Ordinary Differential Equations/Solving Constant Coefficient Second Order Homegenous ODEs

This article concerns ODEs of the form $y''+ay'+by=0$ , where $a,b$ are real constants. The basic idea with solving such ODEs is to guess a solution of the form $e^{\lambda t}$ , find which values of $\lambda$ work, then write the general solution as a linear combination of these which depends on the initial conditions. Actually, this procedure works for ODEs of any order.

We will detail the procedure later in this article, but before we do so, it makes sense to step back and ask: Why the exponential function? Why do we expect this function to work and not other random ones? The most important property of the exponential function is that $e^{ct}$ is the unique solution of ${\frac {d}{dt}}y=cy$ with $y(0)=1$ (In fact, some books define the exponential function this way). We can think of ${\frac {d}{dt}}$ as something that operates on functions by mapping them to their derivative. Now, with some imagination, the differential equation ${\frac {d}{dt}}y=cy$ looks like an eigenvalue problem if we think of ${\frac {d}{dt}}$ in this manner as an operator. Then, in this analogy, the exponential function is an eigenvector (sometimes called an eigenfunction) of this operator.

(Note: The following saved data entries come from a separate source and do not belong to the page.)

PR #2, opened 2024-06-26
Get rust2go integration working with mozilla gradle plugin

hellais:
This adds support for adding a layer which calls go code from rust and makes use of the mozilla gradle plugin to build the rust code.


hellais:
It's now building, but it's not copying the .so to the correct directory, which will likely require digging a bit into these settings of the mozilla gradle plugin: https://github.com/mozilla/rust-android-gradle?tab=readme-ov-file#targetdirectory and aligning it to the custom [build.rs](http://build.rs/) for rust2go: https://github.com/ooni/probe-multiplatform/blob/rust/probeengine/build.rs#L51

sdsantos:
The branch will stay as a proof of concept, but we can close the PR.

Issue #6, opened 2024-07-26
Multi-platform tooling: set up logging 


jbonisteel:
create and set up logging as part of tooling for multi-platform app

PR #11, opened 2024-07-29
Tooling: Logging & Platform Info

sdsantos:
Closes https://github.com/ooni/probe-multiplatform/issues/6

Also sets up a `PlatformInfo` interface if we need to use it.


aanorbel (commented):
🐳

aanorbel (approved):
🐳

PR #13, opened 2024-07-29
feat: add support for flavors

aanorbel:
# Proposed changed
- Determine configuration based on flavor.
- Configure application appropriately.
- Add sample text and icons to differentiate branding.

|OONI Probe|News Media Scan|
|-|-|
| Screenshot_20240729_162938 | Screenshot_20240729_163019|


gradle.properties
```diff
@@ -9,4 +9,7 @@ android.useAndroidX=true
 
 #MPP
 kotlin.mpp.androidSourceSetLayoutVersion=2
-kotlin.mpp.enableCInteropCommonization=true
\ No newline at end of file
+kotlin.mpp.enableCInteropCommonization=true
+
+#Flavor
+flavor=dw
```
sdsantos, line 15: This should probably go into the `local.properties` file that does not go into `git`.

composeApp/build.gradle.kts
```diff
@@ -11,6 +11,30 @@ plugins {
     alias(libs.plugins.ktlint)
 }
 
+val flavor: String by project
```
sdsantos, line 14: Should it be `flavor` or something like `organization`? Cause we have other flavors too.

composeApp/build.gradle.kts
```diff
@@ -71,16 +99,24 @@ kotlin {
...
     compileSdk = libs.versions.android.compileSdk.get().toInt()
 
     defaultConfig {
-        applicationId = "org.ooni.probe"
+        applicationId = config.appId
         minSdk = libs.versions.android.minSdk.get().toInt()
         targetSdk = libs.versions.android.targetSdk.get().toInt()
         versionCode = 1
         versionName = "1.0"
+        resValue("string", "app_name", config.appName)
```
sdsantos, line 119: This code is only running for Android isn't it? Plus you are already doing this through the `strings.xml` file.

What we're not covering is having the app name with "Debug" for our debug builds.

The `applicationIdSuffix = ".debug"` config is also only for Android. We might need something similar for iOS?

composeApp/src/commonMain/composeResources/values/strings.xml
```diff
@@ -0,0 +1,2 @@
+<resources>
```
sdsantos, line 1: Are we able to have string resources here as well? Or is the file totally overriden by the ooni and dw variants?

composeApp/src/dwMain/kotlin/org/ooni/probe/ui/Colors.kt
```diff
@@ -0,0 +1,16 @@
...
+val secondaryColor = Color(0xff5db8fe)
+val secondaryLightColor = secondaryColor.copy(alpha = 0.75f)
+val primaryTextColor = Color(0xffffffff)
+val secondaryTextColor = Color(0xff000000)
+val surfaceDark = Color(0xFF161616)
+val surfaceLight = Color(0xFFFFFFFF)
+val backgroundLightColor = Color(0xffF1F0F5)
+val backgroundDarkColor = Color(0xff010100)
+val errorColor = Color(0xFFFF8989)
+val onErrorColor = Color(0xFF000000)
```
sdsantos, line 16: To make sure we're not missing any color on a specific flavor, we might need to wrap them in a class.

composeApp/src/ooniMain/kotlin/Config.kt
```diff
@@ -0,0 +1,3 @@
+object Config {
+    const val ENVIRONMENT: String = "OONI Probe"
```
sdsantos, line 2: Not clear why we need this constant.

sdsantos (approved):
The approach looks solid to me. Left a bunch of questions and comments on things that could be improved.

composeApp/build.gradle.kts
aanorbel: I removed the `app_name` entry from `composeApp/src/androidMain/res/values/strings.xml` which was setting it statically.

Compose strings set in `composeApp/src/dwMain/resources/values/strings.xml` and  `composeApp/src/ooniMain/resources/values/strings.xml` does not influence the manifest file. So i resulted to setting the value here.

Android configuration is by code. For iOS, I have to do custom scheme configuration in Xcode which is not the prettiest thing to do. So i prefer to do it last. We can definitely have a separate debug bundle ID for iOS.

composeApp/src/commonMain/composeResources/values/strings.xml
aanorbel: We can do so right now. I tested locally but it fails on the ci.

gradle.properties
aanorbel: I did not want to load properties from `local.properties` since the file will be expected, so i removed the property and rely on the default or passing a gradle argument.

Issue #7, opened 2024-07-26
Multi-platform tooling: create front-end pattern example 


jbonisteel:
create front-end pattern example (ViewModel)

Issue #9, opened 2024-07-26
Multi-platform tooling: dependency injection


jbonisteel:
set up dependency injection as part of multi-platform tooling

Issue #8, opened 2024-07-26
Multi-platform tooling: navigation


jbonisteel:
create navigation tooling

PR #14, opened 2024-07-29
DI + Navigation + ViewModel

sdsantos:
- Stored dependencies in the App instance of each platform, so they can be reused if we want to
- Setup Jetpack Navigation
- Setup ViewModels with the androidx ViewModel
- Example ViewModel with a single `state` and `onEvent` method approach
- Updated the README to better reflect our goals

All of patterns used are still up for discussion, just went with the approach I'm using in my latest projects, and with the underlying goal of making our code consistent and easily testable.

Closes https://github.com/ooni/probe-multiplatform/issues/7,  https://github.com/ooni/probe-multiplatform/issues/8 and https://github.com/ooni/probe-multiplatform/issues/9

### DIFF
--- a/README.md
+++ b/README.md
@@ -1,75 +1,42 @@
 # OONI Probe Multiplatform
 
-The goal of this repo is to outline a proposed architecture for building a cross platform app that 
-targets Android, iOS and Desktop (windows and macOS).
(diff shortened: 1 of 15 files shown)


aanorbel (approved):
🐳

Issue #15, opened 2024-07-29
Multi-platform tooling: Main Navigation skeleton


jbonisteel:
Create main navigation skeleton for multi-platform app: 

- Dashboard
- Results
- Result Details
- Settings
- Bottom Navigation

PR #21, opened 2024-07-30
Navigation main screens skeleton

sdsantos:
* Implemented a bottom navigation bar
* Added mostly empty screens for results, result and settings
* Specified a pattern for navigation arguments
* Enabled edge-to-edge on Android

Again the patterns specified are up for discussion. The main goal here was to have ViewModels do most of the work. And to avoid that Screens and ViewModels have instances of NavController, to keep them as simple as possible (again, great for testing).

Closes https://github.com/ooni/probe-multiplatform/issues/15


aanorbel (approved):
🐳

PR #27, opened 2024-07-30
Material 3 theming: colors, schemes and custom font

sdsantos:
Colors aren't meant to be final, just a good starting point from the Material Theme Builder from Figma, based on our main colors.


aanorbel (approved):
🐳

Issue #18, opened 2024-07-29
Multi-platform: Implement Engine API


jbonisteel:
Implement engine API for multi-platform application

PR #36, opened 2024-08-05
Finish Engine SDK

sdsantos:
- Don't expose engine settings to the app. They are build internally using few arguments and the preferences.
- Pass the background dispatcher as an argument so it's easier to test the Engine

TODO

- [x] Tests
- [x] Resubmit Results

Closes https://github.com/ooni/probe-multiplatform/issues/18


aanorbel (approved):
🐳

We know from linear algebra that if $A$ is a matrix and $v$ is one of its eigenvectors, $v$ is an eigenvector of any power of $A$ or $A^{-1}$ , and it is also an eigenvector for any linear combination of matrices for which it is an eigenvector. In particular, this means that $v$ is an eigenvector of any matrix of the form $A^{n}+c_{n-1}A^{n-1}+\cdots +c_{1}A$ .

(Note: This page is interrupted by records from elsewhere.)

PR #37, opened 2024-08-06
feat: start settings page

### LINKED ISSUE #26: Multi-platform: Setup preferences in database
setup preferences

aanorbel:
Closes #26

## Proposed changes.

-  Add Settings repository and tests.
- Implement template for settings page

Sample UI

|.|.|.|
|-|-|-|
| Screenshot_20240806_101248 | Screenshot_20240806_101304 | Screenshot_20240806_101317 |


composeApp/build.gradle.kts
```diff
@@ -81,6 +81,10 @@ kotlin {
             implementation(libs.bundles.ui)
             implementation(libs.bundles.tooling)
 
+            implementation(libs.androidx.datastore.preferences.core)
+            implementation(libs.androidx.datastore.core.okio)
+            implementation(libs.kotlinx.atomicfu)
```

If we apply this fact to the derivative operator (analogous to a matrix), we see that the exponential functions are the eigenfunctions of any constant-coefficient differential operator and we can expect them to show up whenever we solve a constant-coefficient ODE.

Now, let's solve a second order homogenous constant coefficient ODE, $y''+ay'+by=0$ . We first guess a solution of the form $e^{\lambda t}$ . If we plug in our guess, we get

$(\lambda ^{2}+a\lambda +b)e^{\lambda t}=0.$

The second term in this product is never zero, so it follows that $e^{\lambda t}$ is a solution to the ODE if and only if $\lambda ^{2}+a\lambda +b=0$ . $\lambda ^{2}+a\lambda +b$ is known as the characteristic equation for this ODE, and solving it will find all the values of $\lambda$ such that $e^{\lambda t}$ is a solution to the ODE. Because we are considering linear, homogenous ODEs, any linear combination of such solutions will be a solution, so in general, the solution will be one such linear combination. Initial conditions need to be specified to get a unique solution.

This is a good place to do an example. Consider the ODE

$y''-y=0.$

We guess $e^{\lambda t}$ is a solution, and find $\lambda ^{2}-1=0$ , implying the two possible values for $\lambda$ are 1 and -1. This means in general, a solution to this ODE looks like

$y(t)=c_{1}e^{t}+c_{2}e^{-t}$

where $c_{1},c_{2}$ are real constants.

Suppose we specify that we want $y(0)=0,y'(0)=1$ . Then, if we plug in these conditions into our general solution, we find $c_{1}=-c_{2},c_{1}=1/2$ , which means

$y(t)={\frac {e^{t}-e^{-t}}{2}}.$

This particular combination of exponentials we have found has a special name. The function $y$ is called the hyperbolic sine, often written $\sinh t$ (pronounced "sinch").

Now we know how to solve ODEs of this type. But there is one thing we haven't addressed: What if the characteristic equation doesn't have two real roots? The problem when the characteristic equations has no real roots is clear, you don't have any solutions. If the characteristic equation has one repeated root, the issue is that this method only gives you one solution (up to scaling), and you don't have enough freedom to enforce two initial conditions. We will discuss these cases in another page.